Items listed in a dataset

================

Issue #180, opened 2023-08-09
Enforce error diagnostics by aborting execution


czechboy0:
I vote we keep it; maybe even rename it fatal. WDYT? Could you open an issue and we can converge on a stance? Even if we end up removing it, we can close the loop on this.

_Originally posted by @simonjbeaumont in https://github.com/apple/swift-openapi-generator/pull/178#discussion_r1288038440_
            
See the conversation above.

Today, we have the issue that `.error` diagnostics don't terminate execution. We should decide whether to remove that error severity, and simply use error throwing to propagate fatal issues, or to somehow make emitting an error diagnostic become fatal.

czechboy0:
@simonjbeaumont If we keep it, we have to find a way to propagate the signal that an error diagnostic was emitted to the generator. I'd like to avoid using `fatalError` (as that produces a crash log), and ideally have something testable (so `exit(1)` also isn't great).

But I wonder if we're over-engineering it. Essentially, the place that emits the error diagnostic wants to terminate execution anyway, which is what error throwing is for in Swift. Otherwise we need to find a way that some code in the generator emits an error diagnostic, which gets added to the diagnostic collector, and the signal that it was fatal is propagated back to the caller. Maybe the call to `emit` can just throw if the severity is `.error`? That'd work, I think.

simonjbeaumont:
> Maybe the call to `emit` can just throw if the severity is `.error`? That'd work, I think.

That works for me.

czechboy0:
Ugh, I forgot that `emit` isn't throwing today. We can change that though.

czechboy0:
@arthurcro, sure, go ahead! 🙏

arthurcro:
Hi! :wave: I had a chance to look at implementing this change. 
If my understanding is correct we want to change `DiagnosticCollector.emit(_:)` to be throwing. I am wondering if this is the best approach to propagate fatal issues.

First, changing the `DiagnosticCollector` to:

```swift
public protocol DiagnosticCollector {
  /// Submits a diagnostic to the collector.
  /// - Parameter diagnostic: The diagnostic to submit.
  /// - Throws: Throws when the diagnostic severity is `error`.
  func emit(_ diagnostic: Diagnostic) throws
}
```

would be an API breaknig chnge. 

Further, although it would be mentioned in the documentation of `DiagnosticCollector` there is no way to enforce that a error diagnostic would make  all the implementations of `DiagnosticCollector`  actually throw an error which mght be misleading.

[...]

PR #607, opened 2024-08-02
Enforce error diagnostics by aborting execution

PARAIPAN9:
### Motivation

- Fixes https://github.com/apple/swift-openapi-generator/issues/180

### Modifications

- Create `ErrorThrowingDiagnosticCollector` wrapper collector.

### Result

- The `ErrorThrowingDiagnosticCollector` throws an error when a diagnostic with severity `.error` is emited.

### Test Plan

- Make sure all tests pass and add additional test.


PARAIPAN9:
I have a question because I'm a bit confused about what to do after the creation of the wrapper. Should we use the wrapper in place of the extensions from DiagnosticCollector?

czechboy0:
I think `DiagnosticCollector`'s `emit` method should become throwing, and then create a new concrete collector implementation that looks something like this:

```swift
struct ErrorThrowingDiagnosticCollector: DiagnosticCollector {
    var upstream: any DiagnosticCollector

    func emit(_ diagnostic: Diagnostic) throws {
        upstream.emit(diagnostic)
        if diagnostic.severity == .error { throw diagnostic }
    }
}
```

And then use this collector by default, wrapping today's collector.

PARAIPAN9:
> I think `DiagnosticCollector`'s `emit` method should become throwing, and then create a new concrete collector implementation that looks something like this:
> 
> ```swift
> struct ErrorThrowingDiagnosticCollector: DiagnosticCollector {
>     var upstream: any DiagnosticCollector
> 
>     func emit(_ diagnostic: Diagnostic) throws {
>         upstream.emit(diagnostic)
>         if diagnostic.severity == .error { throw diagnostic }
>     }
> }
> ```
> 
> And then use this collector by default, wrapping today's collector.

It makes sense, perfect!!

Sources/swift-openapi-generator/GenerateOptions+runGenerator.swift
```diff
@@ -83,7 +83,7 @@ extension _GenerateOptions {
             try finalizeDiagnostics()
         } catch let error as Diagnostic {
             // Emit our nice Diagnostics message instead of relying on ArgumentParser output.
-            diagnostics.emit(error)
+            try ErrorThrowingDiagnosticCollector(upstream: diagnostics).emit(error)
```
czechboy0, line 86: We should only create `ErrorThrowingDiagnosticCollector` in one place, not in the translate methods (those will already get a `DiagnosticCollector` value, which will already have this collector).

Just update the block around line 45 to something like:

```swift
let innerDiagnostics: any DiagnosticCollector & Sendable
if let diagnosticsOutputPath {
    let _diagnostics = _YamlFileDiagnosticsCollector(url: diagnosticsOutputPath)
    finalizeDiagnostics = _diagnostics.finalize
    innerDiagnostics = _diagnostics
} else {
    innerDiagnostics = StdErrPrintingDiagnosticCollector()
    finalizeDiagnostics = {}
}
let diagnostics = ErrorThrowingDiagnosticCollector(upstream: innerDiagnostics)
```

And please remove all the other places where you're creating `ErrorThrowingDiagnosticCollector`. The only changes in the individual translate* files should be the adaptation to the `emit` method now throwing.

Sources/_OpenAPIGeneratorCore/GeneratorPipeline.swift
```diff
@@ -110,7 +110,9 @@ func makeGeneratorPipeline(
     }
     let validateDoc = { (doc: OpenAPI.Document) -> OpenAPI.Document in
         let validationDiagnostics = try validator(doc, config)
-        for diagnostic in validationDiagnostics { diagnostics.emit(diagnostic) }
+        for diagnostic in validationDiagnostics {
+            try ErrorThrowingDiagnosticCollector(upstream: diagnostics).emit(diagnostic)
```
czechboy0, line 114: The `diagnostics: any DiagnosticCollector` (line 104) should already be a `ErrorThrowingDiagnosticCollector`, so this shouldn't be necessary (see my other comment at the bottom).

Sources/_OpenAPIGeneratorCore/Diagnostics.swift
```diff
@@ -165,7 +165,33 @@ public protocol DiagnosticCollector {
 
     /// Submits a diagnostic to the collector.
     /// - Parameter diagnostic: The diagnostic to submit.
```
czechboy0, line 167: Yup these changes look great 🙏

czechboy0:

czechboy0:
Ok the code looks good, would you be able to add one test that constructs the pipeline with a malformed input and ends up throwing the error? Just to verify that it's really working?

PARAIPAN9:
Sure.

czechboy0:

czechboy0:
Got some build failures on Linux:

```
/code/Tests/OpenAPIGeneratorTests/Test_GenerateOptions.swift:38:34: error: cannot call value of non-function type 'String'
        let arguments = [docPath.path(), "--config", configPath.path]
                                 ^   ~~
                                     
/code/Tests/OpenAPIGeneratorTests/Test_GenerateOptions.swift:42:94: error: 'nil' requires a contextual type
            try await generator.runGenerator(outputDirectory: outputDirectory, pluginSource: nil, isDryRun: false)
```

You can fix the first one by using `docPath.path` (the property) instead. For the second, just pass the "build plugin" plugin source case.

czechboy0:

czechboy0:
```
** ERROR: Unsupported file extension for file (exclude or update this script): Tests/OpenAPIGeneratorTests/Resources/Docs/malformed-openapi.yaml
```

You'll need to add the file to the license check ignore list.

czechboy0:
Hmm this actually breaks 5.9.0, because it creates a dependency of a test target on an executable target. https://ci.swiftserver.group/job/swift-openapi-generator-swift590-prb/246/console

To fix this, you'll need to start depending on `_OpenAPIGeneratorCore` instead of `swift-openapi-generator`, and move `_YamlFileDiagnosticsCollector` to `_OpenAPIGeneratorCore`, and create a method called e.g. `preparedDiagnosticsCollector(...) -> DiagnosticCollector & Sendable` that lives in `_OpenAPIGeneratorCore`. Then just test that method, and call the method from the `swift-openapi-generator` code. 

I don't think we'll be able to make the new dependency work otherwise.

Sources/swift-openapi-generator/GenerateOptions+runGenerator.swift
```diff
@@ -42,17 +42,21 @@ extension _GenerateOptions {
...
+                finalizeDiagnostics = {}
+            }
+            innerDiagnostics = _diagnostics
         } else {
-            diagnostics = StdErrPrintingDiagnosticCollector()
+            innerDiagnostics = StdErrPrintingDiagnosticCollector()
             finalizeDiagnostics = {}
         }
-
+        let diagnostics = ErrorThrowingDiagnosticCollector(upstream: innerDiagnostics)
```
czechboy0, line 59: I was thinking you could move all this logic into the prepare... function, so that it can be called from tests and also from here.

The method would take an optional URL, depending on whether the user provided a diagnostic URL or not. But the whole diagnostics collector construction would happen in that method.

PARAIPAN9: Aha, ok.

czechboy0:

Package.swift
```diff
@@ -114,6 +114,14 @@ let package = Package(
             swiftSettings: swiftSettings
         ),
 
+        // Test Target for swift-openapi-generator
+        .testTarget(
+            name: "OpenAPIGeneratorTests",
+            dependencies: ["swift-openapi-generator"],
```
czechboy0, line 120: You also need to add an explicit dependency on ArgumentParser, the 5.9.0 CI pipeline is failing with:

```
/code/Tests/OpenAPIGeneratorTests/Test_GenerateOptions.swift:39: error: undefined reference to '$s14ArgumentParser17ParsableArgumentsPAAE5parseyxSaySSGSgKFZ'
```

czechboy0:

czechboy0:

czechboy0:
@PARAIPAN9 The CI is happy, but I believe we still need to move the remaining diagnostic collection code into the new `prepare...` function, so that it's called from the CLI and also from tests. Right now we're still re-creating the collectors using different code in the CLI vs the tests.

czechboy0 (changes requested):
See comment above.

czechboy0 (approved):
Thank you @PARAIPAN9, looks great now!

================

▸ Work required: Return exactly the lines above from the line that has "That works for me." through the line that has "would be an API breaknig chnge.", inclusive, and nothing else.

▸ Solution to this task:
That works for me.

czechboy0:
Ugh, I forgot that `emit` isn't throwing today. We can change that though.

czechboy0:
@arthurcro, sure, go ahead! 🙏

arthurcro:
Hi! :wave: I had a chance to look at implementing this change. 
If my understanding is correct we want to change `DiagnosticCollector.emit(_:)` to be throwing. I am wondering if this is the best approach to propagate fatal issues.

First, changing the `DiagnosticCollector` to:

```swift
public protocol DiagnosticCollector {
  /// Submits a diagnostic to the collector.
  /// - Parameter diagnostic: The diagnostic to submit.
  /// - Throws: Throws when the diagnostic severity is `error`.
  func emit(_ diagnostic: Diagnostic) throws
}
```

would be an API breaknig chnge. 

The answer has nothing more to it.